Multiple myeloma (MM) is the second most common haematologic malignancy causing significant mortality and morbidity. The initial malignant clone undergoes multistep transformation, which could results from genetic and epigenetic deregulation, the acquisition of clonogenic properties and also abnormal interaction with tumour microenvironment. Two patterns of primary genetic events have been described: recurrent translocations involving the immunoglobulin heavy chain (IgH) locus and hyperdiploid characterised by chromosomal trisomies. Besides playing an important role in disease pathogenesis, these genetic abnormalities also have important prognostic impact. Further, the genes and pathways dysregulated in high‐risk disease can be used to develop specific therapeutic strategies. In this article, we concentrate on molecular pathways deregulated by genetic and epigenetic abnormalities, and their potential biological and clinical implications.
Key Concepts:
All multiple myeloma have a preceeding premalignant monoclonal gammopathy of undetermined significance phase.
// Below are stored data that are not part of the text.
PR #4219, opened 2026-08-13
Add runnable distributed examples

### LINKED ISSUE #2930: [Docs] Simple examples of using mlx.distributed

erwinzhang7:
Closes #2930. The docs added in #2973 explain data and tensor parallelism, but `examples/python`
still has nothing you can launch, so this adds two scripts that run as they are:

```
mlx.launch -n 4 python examples/python/distributed_data_parallel.py
mlx.launch -n 4 python examples/python/distributed_tensor_parallel.py
```

Both work on any number of ranks including one, and both end on a number you can check rather
than on output you have to take on trust.

**`distributed_data_parallel.py`** trains a small MLP with SGD. The dataset is drawn from fixed
keys so every rank starts from the same data, then each rank keeps its own slice and drops the
rest. Averaging the gradients of equal slices gives the gradient of the whole dataset, so the
run is equivalent to single process training and the final loss does not move with the number of
ranks:

| ranks | loss |
|---|---|
| 1 | 0.017677 |
| 2 | 0.017679 |
| 4 | 0.017677 |

The sixth decimal moves because the additions happen in a different order, which the docstring
says.

**`distributed_tensor_parallel.py`** shards an MLP across ranks, `AllToShardedLinear` for the up
projection and `ShardedToAllLinear` for the down projection, one all reduce per block. It runs
the full model first and prints the largest difference against the sharded one: `0.000e+00` at 1
and 2 ranks, `2.086e-07` at 4, which is float32 reassociation from summing four partial results.

Both scripts call `mx.eval` on every rank before the rank 0 print. Leaving that to `.item()`
inside the rank check means only rank 0 forces the collective and the others exit while it
waits, which surfaces as `[ring] connection to a peer was lost` and does not point anywhere near
the cause. There is a comment saying so in both files, since it is an easy thing to reproduce by
accident.

There is no fully sharded example because `RingGroup::sum_scatter` throws, so `nn.fully_shard`
cannot run on the ring backend and `mlx.launch` uses ring locally.

### Verified

macOS 26.6, M5 Max, ring backend via `mlx.launch` at 1, 2 and 4 ranks.

### DIFF
--- a/examples/python/distributed_data_parallel.py
+++ b/examples/python/distributed_data_parallel.py
@@ -1,0 +1,102 @@
+# Copyright © 2026 Apple Inc.
+
+"""
+Data parallel training of a small MLP.
+
+Every rank holds a different slice of the same dataset and averages the
+gradients each step, so the training is equivalent to running on one process
+and the final loss is the same at any number of ranks, up to the order the
+floating point additions happen in:
+
+    python examples/python/distributed_data_parallel.py
+    mlx.launch -n 2 python examples/python/distributed_data_parallel.py
+    mlx.launch -n 4 python examples/python/distributed_data_parallel.py
+
+The model is replicated and the batch is split, which is what you reach for
+when the model fits on one machine but the data is large.
+"""
+
+import time
+
+import mlx.core as mx
+import mlx.nn as nn
+import mlx.optimizers as optim
+
+num_features = 100
+num_examples = 1_000
+hidden = 64
+num_iters = 200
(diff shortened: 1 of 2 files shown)


zcbenz (approved):
Thanks!

PR #4222, opened 2026-08-13
Fix nan_to_num replacing inf with 0 for float16 and bfloat16

### LINKED ISSUE #4220: [BUG] nan_to_num replaces inf with 0 instead of the dtype's max finite value for float16/bfloat16
**Describe the bug**

`mx.nan_to_num` documents that `posinf` / `neginf` default to the largest / smallest finite value of the input dtype. That holds for `float32`, but for `float16` and `bfloat16` the defaults are `±0`, so infinities are silently zeroed instead of clamped.

**To Reproduce**

```python
import mlx.core as mx

a = mx.array([float("nan"), float("inf"), float("-inf"), 1.5], dtype=mx.float16)
print(mx.nan_to_num(a))
# array([0, 0, -0, 1.5], dtype=float16)

print(mx.nan_to_num(a.astype(mx.bfloat16)))
# array([0, 0, -0, 1.5], dtype=bfloat16)

print(mx.nan_to_num(a.astype(mx.float32)))  # float32 is correct
# array([0, 3.40282e+38, -3.40282e+38, 1.5], dtype=float32)
```

**Expected behavior**

Match the docstring and numpy: `inf` maps to the dtype's largest finite value (`65504` for float16, `3.38953e+38` for bfloat16). `np.nan_to_num` on the same float16 input returns `[0, 65504, -65504, 1.5]`.

- OS Version: macOS 26.5.2 (Apple Silicon)
- Version: reproduced with the released 0.32.0 wheel (CPU and Metal give the same result) and with a CPU-only source build at 7729d58

**Additional context**

The defaults come from `type_to_max` in `mlx/ops.cpp`, which calls `std::numeric_limits<float16_t>::max()` / `std::numeric_limits<bfloat16_t>::max()`. `std::numeric_limits` has no specialization for those types, so it falls back to the primary template (`is_specialized = false`) whose `max()` returns `T()`, i.e. `0`. The replacement constant is baked into the graph at construction time, which is why every backend is affected. The correct specializations already exist in `mlx/types/limits.h` (`mlx::core::numeric_limits`, used by `finfo`, `softmax`, `logsumexp`). The existing `test_nan_to_num` misses this because its default-argument case never casts the input to the loop dtype.

I have a minimal fix with a regression test ready and will open a PR shortly.

codeAnqiang-ma:
## Proposed changes

`nan_to_num` documents that `posinf` / `neginf` default to the largest / smallest finite value of the input dtype, but for `float16` and `bfloat16` the defaults come out as `±0`, so infinities are silently zeroed:

```python
>>> a = mx.array([float("nan"), float("inf"), float("-inf"), 1.5], dtype=mx.float16)
>>> mx.nan_to_num(a)
array([0, 0, -0, 1.5], dtype=float16)
>>> mx.nan_to_num(a.astype(mx.bfloat16))
array([0, 0, -0, 1.5], dtype=bfloat16)
>>> mx.nan_to_num(a.astype(mx.float32))
array([0, 3.40282e+38, -3.40282e+38, 1.5], dtype=float32)
```

`np.nan_to_num` on the same float16 input returns `[0, 65504, -65504, 1.5]`.

The defaults are computed by `type_to_max` in `mlx/ops.cpp`:

```cpp
} else if (dtype == bfloat16) {
  return std::numeric_limits<bfloat16_t>::max();
} else if (dtype == float16) {
  return std::numeric_limits<float16_t>::max();
```

`std::numeric_limits` has no specialization for `float16_t` / `bfloat16_t` (neither the ARM `__fp16` / `__bf16` typedefs nor the fallback structs), so this instantiates the primary template: `is_specialized` is `false` and `max()` returns `T()`, which is `0`. The wrong constant is baked into the graph at construction time, so every backend is affected — the released 0.32.0 wheel gives the same output on CPU and Metal.

The fix switches to `mlx::core::numeric_limits` from `mlx/types/limits.h`, which carries the correct bit patterns (`0x7BFF` = 65504 for float16, `0x7F7F` ≈ 3.38953e38 for bfloat16) and is what `finfo`, `softmax` and `logsumexp` already use. After the change float16 maps `±inf` to `±65504` and bfloat16 to `±3.38953e+38`, matching numpy and `mx.finfo`.

The existing `test_nan_to_num` never caught this because its default-argument case builds the input without `.astype(t)`, so that path only ever ran in float32. The test now casts to the loop dtype — that one-line change alone fails on main for `float16` — and adds a bfloat16 check against `mx.finfo(mx.bfloat16).max`.

Fixes #4220

## Checklist

CPU-only build (`MLX_BUILD_METAL=OFF`) at 7729d58: `python/tests/test_ops.py` passes 155 tests with 1 skip (a Metal-only case, expected on a CPU build), same as main; the updated `test_nan_to_num` fails on main and passes with this change.

---

Disclosure: I used an AI assistant while investigating and preparing this change. I reproduced the bug, reviewed every line of the diff, and ran the builds and tests locally on an Apple Silicon Mac myself.

### DIFF
--- a/mlx/ops.cpp
+++ b/mlx/ops.cpp
@@ -16,6 +16,7 @@
 #include "mlx/primitives.h"
 #include "mlx/transforms.h"
 #include "mlx/transforms_impl.h"
+#include "mlx/types/limits.h"
 #include "mlx/utils.h"
 
 namespace mlx::core {
@@ -2103,9 +2104,9 @@ array nan_to_num(
     if (dtype == float32) {
       return std::numeric_limits<float>::max();
     } else if (dtype == bfloat16) {
-      return std::numeric_limits<bfloat16_t>::max();
+      return static_cast<float>(numeric_limits<bfloat16_t>::max());
     } else if (dtype == float16) {
-      return std::numeric_limits<float16_t>::max();
+      return static_cast<float>(numeric_limits<float16_t>::max());
     } else {
       std::ostringstream msg;
       msg << "[nan_to_num] Does not yet support given type: " << dtype << ".";
--- a/mlx/ops.cpp
+++ b/mlx/ops.cpp
@@ -2102,11 +2102,11 @@ array nan_to_num(
 
   auto type_to_max = [](const auto& dtype) -> float {
     if (dtype == float32) {
-      return std::numeric_limits<float>::max();
+      return numeric_limits<float>::max();
     } else if (dtype == bfloat16) {
-      return static_cast<float>(numeric_limits<bfloat16_t>::max());
+      return numeric_limits<bfloat16_t>::max();
     } else if (dtype == float16) {
-      return static_cast<float>(numeric_limits<float16_t>::max());
+      return numeric_limits<float16_t>::max();
     } else {
       std::ostringstream msg;
       msg << "[nan_to_num] Does not yet support given type: " << dtype << ".";
--- a/python/tests/test_ops.py
+++ b/python/tests/test_ops.py
@@ -2262,7 +2262,7 @@ class TestOps(mlx_tests.MLXTestCase):
         self.assertTrue(np.allclose(out_mx, out_np))
 
         for t in [mx.float32, mx.float16]:
-            a = mx.array([float("inf"), 6.9, float("nan"), float("-inf")])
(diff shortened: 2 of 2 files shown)


zcbenz (approved):
Thanks!

PR #4226, opened 2026-08-13
Fix Metal sort for arrays with negative strides

### LINKED ISSUE #4225: [BUG] mx.sort / topk / partition on Metal GPU return zeros for rows with negative strides
**Describe the bug**

When calling `mx.sort`, `mx.topk`, or `mx.partition` on Metal GPU with a 2D/ND array that has negative strides on a non-sorted axis (such as `x[::-1, :]`), only row 0 is sorted correctly. All subsequent rows (rows 1, 2, ...) return all zeros. CPU device and NumPy both give the correct output.

**To Reproduce**

```python

x_np = np.arange(12, dtype=np.float32).reshape(3, 4)
x_strided = mx.array(x_np)[::-1, :]

print("CPU sort:\n", mx.sort(x_strided, axis=-1, stream=mx.cpu))
print("GPU sort:\n", mx.sort(x_strided, axis=-1, stream=mx.gpu))
print("GPU topk:\n", mx.topk(x_strided, 2, axis=-1, stream=mx.gpu))
```

Output:
```text
CPU sort:
 array([[8, 9, 10, 11],
        [4, 5, 6, 7],
        [0, 1, 2, 3]], dtype=float32)

GPU sort:
 array([[8, 9, 10, 11],
        [0, 0, 0, 0],
        [0, 0, 0, 0]], dtype=float32)

GPU topk:
 array([[10, 11],
        [ 0,  0],
        [ 0,  0]], dtype=float32)
```

**Expected behavior**

GPU results should match CPU and NumPy across all rows.

**Desktop:**
 - OS Version: macOS 26.6 (M2 MacBook Air)
 - Version: main @ c071987

**Additional context**

In `mlx/backend/metal/sort.cpp`, `single_block_sort` binds the input buffer using `set_input_array(in, 0)`, which sets Metal's buffer binding window start to `a_buf + in.offset()`.

For arrays with negative strides (e.g. `x[::-1, :]`), `in.offset()` points to the start of physical row 2 (index 8). In the Metal kernel `block_sort_nc` (`mlx/backend/metal/kernels/sort.h`), `in_block_idx` computes negative relative offsets for subsequent rows (`tid.y = 1 -> -4 elements`, `tid.y = 2 -> -8 elements`). MSL attempts to read memory before Metal's bound buffer offset (`a_buf + in.offset()`), triggering GPU out-of-bounds memory protection which returns `0.0f`.

reckylurker:
Fixes #4225.

## Proposed changes

`mx.sort`, `mx.topk`, and `mx.partition` on Metal GPU returned zeros for non-first rows when called on arrays with negative strides (e.g. `x[::-1, :]`).

In `single_block_sort` and `multi_block_sort`, `set_input_array` binds Metal buffer 0 starting at `a_buf + in.offset()`. When non-sorted axes have negative strides, `elem_to_loc` in MSL computes negative relative pointer offsets for subsequent rows (`tid.y = 1 -> -4 elements`), attempting to read memory prior to Metal's bound buffer window. Metal's GPU memory protection traps these out-of-bounds reads and outputs `0.0f`.

Matching NumPy's behavior when sorting negative-strided views, `gpu_merge_sort` now checks for negative strides and creates a temporary contiguous GPU copy via `contiguous_copy_gpu(in, s)`. Zero-copy execution is fully preserved for standard contiguous arrays, transposed arrays (`x.T`), and positive strided views (`x[::2, :]`).

Added `test_strided_negative_stride_sort` in `python/tests/test_ops.py`.

## Checklist

### DIFF
--- a/mlx/backend/metal/sort.cpp
+++ b/mlx/backend/metal/sort.cpp
@@ -278,9 +278,27 @@ void gpu_merge_sort(
     array& out,
     int axis_,
     bool argsort) {
+  // Negative strides cause MSL elem_to_loc to compute negative relative pointer
+  // offsets, attempting to read memory prior to Metal's bound buffer window
+  // (a_buf + in.offset()). To prevent GPU memory protection traps while
+  // matching NumPy behavior, we create a temporary contiguous copy for negative
+  // strides.
+  bool has_negative_stride = false;
+  for (auto st : in.strides()) {
+    if (st < 0) {
+      has_negative_stride = true;
+      break;
+    }
+  }
+
+  array in_dense = in;
+  if (has_negative_stride) {
+    in_dense = contiguous_copy_gpu(in, s);
+  }
+
   // Get size info
-  int axis = axis_ < 0 ? axis_ + in.ndim() : axis_;
-  int size_sorted_axis = in.shape(axis);
+  int axis = axis_ < 0 ? axis_ + in_dense.ndim() : axis_;
+  int size_sorted_axis = in_dense.shape(axis);
 
   // Get kernel size
   int tn = 4;
@@ -299,7 +317,7 @@ void gpu_merge_sort(
     bn = 32;
   }
 
-  if (bn == 512 && size_of(in.dtype()) > 4) {
+  if (bn == 512 && size_of(in_dense.dtype()) > 4) {
     bn = 256;
   }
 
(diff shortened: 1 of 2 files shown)


zcbenz (changes requested):
The bug is true but a correct fix should get the root cause fixed rather than working around the problem by doing a copy.

zcbenz:
Closing in favor of #4252.

PR #4229, opened 2026-08-13
Return tuple in meshgrid

### LINKED ISSUE #4034: Returning a tuple instead of list for meshgrid to make it compliant with Array API
Hi, currently [`mlx.core.meshgrid`](https://ml-explore.github.io/mlx/build/html/python/_autosummary/mlx.core.meshgrid.html)  returns a list. I am proposing to make it return tuple for making it compliant with [Array API](https://data-apis.org/array-api/latest/API_specification/generated/array_api.meshgrid.html), and how [numpy](https://numpy.org/doc/stable/reference/generated/numpy.meshgrid.html), and [cupy](https://github.com/cupy/cupy/blob/v14.1.1/cupy/_creation/ranges.py#L260) do it.

## Impact
Low risk of breaking real-world code. Common workflows are fully compatible with tuples:

- Unpacking: X, Y = mx.meshgrid(x, y)

- Indexing & Iteration: grids[0], for g in grids:

- Direct passing: mx.stack(mx.meshgrid(...))

Only rare cases relying on isinstance(..., list) or container mutation (.append()) would be affected.

JasonHonKL:
## Proposed changes

Fix #4034 

## Checklist

### DIFF
--- a/python/src/ops.cpp
+++ b/python/src/ops.cpp
@@ -3386,14 +3386,14 @@ void init_ops(nb::module_& m) {
          mx::StreamOrDevice s) {
         std::vector<mx::array> arrays =
             nb::cast<std::vector<mx::array>>(arrays_);
-        return mx::meshgrid(arrays, sparse, indexing, s);
+        return nb::tuple(nb::cast(mx::meshgrid(arrays, sparse, indexing, s)));
       },
       "arrays"_a,
       "sparse"_a = false,
       "indexing"_a = "xy",
       "stream"_a = nb::none(),
       nb::sig(
-          "def meshgrid(*arrays: array, sparse: bool | None = False, indexing: str | None = 'xy', stream: StreamOrDevice = None) -> array"),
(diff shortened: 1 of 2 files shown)


python/src/ops.cpp
```diff
@@ -3386,14 +3386,14 @@ void init_ops(nb::module_& m) {
          mx::StreamOrDevice s) {
         std::vector<mx::array> arrays =
             nb::cast<std::vector<mx::array>>(arrays_);
-        return mx::meshgrid(arrays, sparse, indexing, s);
+        return nb::tuple(nb::cast(mx::meshgrid(arrays, sparse, indexing, s)));
```
zcbenz, line 3389: would `nb::cast<nb::tuple>()` work?

JasonHonKL: I don't think so.
```
error: no matching function for call to 'cast'
note: candidate not viable: no known conversion from 'std::vector<array>' to 'nb::tuple'
```

zcbenz (approved):
Thanks!

PR #4230, opened 2026-08-13
Stabilize reduced-precision InstanceNorm

### LINKED ISSUE #4228: InstanceNorm FP16 variance overflow collapses finite feature maps
### Problem

`mlx.nn.InstanceNorm` computes `mean` and `var` in the input dtype. For FP16 feature maps, the variance can overflow even when every input value is finite. The normalization then collapses a non-constant channel to zero. In a trained 3D segmentation model, larger feature maps also produced non-finite outputs.

### Minimal reproducer

Tested with MLX 0.32.0, Apple M4, macOS 26.4.1:

```python
import mlx.core as mx
import mlx.nn as nn
import numpy as np

checkerboard = np.indices((4, 4, 4)).sum(0) % 2
x = np.stack(
    (
        np.where(checkerboard, -512, 512),
        np.where(checkerboard, -256, 256),
    ),
    axis=-1,
)[None].astype(np.float16)
x = mx.array(x)

direct = nn.InstanceNorm(2)(x)
fp32_stats = nn.InstanceNorm(2)(x.astype(mx.float32)).astype(mx.float16)
mx.eval(direct, fp32_stats)

print(np.asarray(mx.var(x, axis=(1, 2, 3))))
print(np.unique(np.asarray(direct)))
print(np.asarray(fp32_stats).min(), np.asarray(fp32_stats).max())
```

Output:

```text
[[inf inf]]
[-0.]
-1.0 1.0
```

### Expected behavior

For FP16 and BF16 inputs, `InstanceNorm` should calculate reduction statistics in FP32, normalize in FP32, then return the input dtype. This matches the mixed-precision policy normally used for normalization layers and prevents a finite, non-constant feature map from collapsing because the variance reduction overflowed.

### Real model impact

The issue appeared while porting a 29.7M-parameter 3D nnU-Net-v1 inference graph from PyTorch MPS to MLX. Full FP16 produced non-finite logits with trained weights. Casting only the `InstanceNorm` input to FP32 for statistics and casting its output back to the feature dtype removed the non-finite values.

On a complete `128 x 96 x 96` FramePack decode-transfer-inference-host route, this mixed MLX path still processed 6.47 patches/s versus 3.48 patches/s for PyTorch MPS FP16 autocast on the same M4.

I can submit a focused PR with an FP16 regression test and before/after benchmark if this dtype policy is acceptable.

ternaus:
## Proposed changes

Fixes #4228.

This PR stabilizes reduced-precision `InstanceNorm` without changing its public `(N, ..., C)` layout or output dtype:

- reshape each input to `(N, C, spatial_voxels)` and use the stable fused `mx.fast.layer_norm` reduction;
- restore the original channels-last shape before the optional affine transform;
- add an FP16 regression case whose direct variance overflows even though every input value is finite.

## Why

The current FP16 path computes `mx.var` in FP16. A channel alternating between `-512` and `512` therefore gets `var=inf`, and `InstanceNorm` collapses the channel to zero instead of returning values near `-1` and `1`.

`mx.fast.layer_norm` already performs the same reduction needed by `InstanceNorm` after the spatial dimensions are flattened. It avoids a full FP32 input cast and uses the optimized normalization kernel.

## Performance

Apple M4, MLX 0.32.0 core, FP16 input, five warmups and 20 measured calls:

| NDHWC shape | Existing p50 | FP32-cast p50 | This PR p50 |
| --- | ---: | ---: | ---: |
| `1 x 32 x 64 x 64 x 30` | `0.785 ms` | `0.789 ms` | `0.196 ms` |
| `1 x 128 x 96 x 96 x 30` | `2.357 ms` | `5.145 ms` | `1.098 ms` |

The larger shape is the first-stage feature map from the 3D segmentation route that exposed the overflow.

## Validation

- `PYTHONPATH=python:python/tests python -m unittest test_nn.TestLayers`
- `PYTHONPATH=python:python/tests python -m unittest test_nn`

## Checklist

- [x] I have updated the necessary documentation (if needed; no public API or documented behavior changed)

### DIFF
--- a/python/mlx/nn/layers/normalization.py
+++ b/python/mlx/nn/layers/normalization.py
@@ -64,12 +64,19 @@ class InstanceNorm(Module):
                 f"InstanceNorm expects inputs with at least 3 dimensions"
                 f" (N, ..., C) but the input has {x.ndim} dimensions."
             )
-        reduction_axes = tuple(range(1, x.ndim - 1))
-        # Compute stats
-        mean = mx.mean(x, axis=reduction_axes, keepdims=True)
-        var = mx.var(x, axis=reduction_axes, keepdims=True)
-        # Normalize
-        x = (x - mean) * mx.rsqrt(var + self.eps)
+        batch_size, features = x.shape[0], x.shape[-1]
+        spatial_shape = x.shape[1:-1]
+        channels_first = mx.transpose(x, (0, x.ndim - 1, *range(1, x.ndim - 1)))
+        x = mx.fast.layer_norm(
+            channels_first.reshape(batch_size, features, -1),
+            None,
+            None,
+            self.eps,
+        )
+        x = mx.transpose(
+            x.reshape(batch_size, features, *spatial_shape),
+            (0, *range(2, len(spatial_shape) + 2), 1),
+        )
         # Scale and shift if necessary
         return (self.weight * x + self.bias) if "weight" in self else x
 
--- a/python/tests/test_nn.py
+++ b/python/tests/test_nn.py
@@ -693,6 +693,21 @@ class TestLayers(mlx_tests.MLXTestCase):
         ]
         self.assertTrue(x.shape == y.shape)
         self.assertTrue(np.allclose(y, expected_y, atol=1e-5))
+        # Reduced-precision statistics must not overflow for finite feature maps.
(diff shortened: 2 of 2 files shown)


zcbenz (approved):
Nice fix, thanks!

Two dichotomous pathways are involved in disease initiation: translocations involving the immunoglobulin heavy chain and hyperdiploidy involving recurrent trisomies in chromosomes 3, 5, 7, 9, 11, 15 and 19.
All primary disease‐causing events lead to universal overexpression of one or more cyclin D gene.
MYC activation or reduction of retinoblastoma gene functions may be involved in disease transformation.
Additional mutations affecting the nuclear factor kappaB and p53 pathways may lead to independence from stromal environment leading to disease progression.
Genetic abnormalities are powerful prognostic factors in myeloma and can be used to define patients with high‐risk disease.
Certain novel therapeutic agents can overcome the poor prognosis of cytogenetics. As such, risk stratification in the treatment of myeloma is a possibility.